We share the Biden Administration’s desire to stop tax abuse through use of grantor trusts, and, while we look forward to continuing to partner with you on legislative solutions, we strongly encourage the Treasury Department to use its existing authority to limit this tax dodging by the ultra-wealthy. To ensure attention to this matter, we respectfully request the Treasury Department provide answers to the following questions no later than April 3, 2023.

  1. Has the Treasury Department considered any administrative action to address tax avoidance through the use of grantor trusts?

  2. How much money does Treasury estimate is held in grantor trusts?

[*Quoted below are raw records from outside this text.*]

PR #14263, opened 2020-09-24
Fixed #14230, time options not always updating

### LINKED ISSUE #14230: time.useUTC doesn't update the second time
#### Expected behaviour
useUTC should get updated every time.

#### Actual behaviour
useUTC is updated only the first time.

https://jsfiddle.net/aunvoq4f/2/

#### Product version
Highcharts 8.0.4

#### Affected browser(s)
All

TorsteinHonsi:
Fixed #14230, `chart.update` failed to update `time` options in some cases.


pawelfus (approved):
Thanks! 👍

PR #14271, opened 2020-09-25
bugfix/13956-annotations-different-yAxis-size

### LINKED ISSUE #13956: Incorrect annotation labels position for multiple annotations in multiple axis chart
#### Expected behaviour
Annotation should indicate the point as it is set to the point.
Visualization (setting y pixel position - it doesn't work well when moving):
https://jsfiddle.net/BlackLabel/3n5tgeL7/

#### Actual behaviour
Annotation for duplicate axes does not align correctly with the set point:
https://jsfiddle.net/BlackLabel/rxoczyva/

#### Product version
v8.1.2

Basts:
Fixed #13956, annotations had the wrong position for resized Y axis.

### DIFF
--- a/js/Extensions/Annotations/Mixins/ControllableMixin.js
+++ b/js/Extensions/Annotations/Mixins/ControllableMixin.js
@@ -126,7 +126,7 @@ var controllableMixin = {
         return {
             relativePosition: anchor,
             absolutePosition: merge(anchor, {
-                x: anchor.x + plotBox.translateX,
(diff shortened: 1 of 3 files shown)


TorsteinHonsi (changes requested):
Thanks!

While we're at it, we should do the same fix on the X axis: https://jsfiddle.net/highcharts/02xad3mp/

TorsteinHonsi (approved):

  3. Some have suggested that tax revenue lost to tax abuse through grantor trusts could be $5-$7 billion annually in the near-term. Please provide an estimate for how much tax revenue the Treasury Department believes could be raised in the near-term and long-term by addressing grantor trust abuse through the Treasury Department’s existing authority as outlined in this letter.

    1. How much additional tax revenue would be raised from estates valued at $12.92 million – $50 million?

    2. How much additional tax revenue would be raised from estates valued at $50 million – $100 million?

    3. How much additional tax revenue would be raised from estates valued at $100 million – $1 billion?

    4. How much additional tax revenue would be raised from estates valued over $1 billion?

    Thank you for your attention to this matter.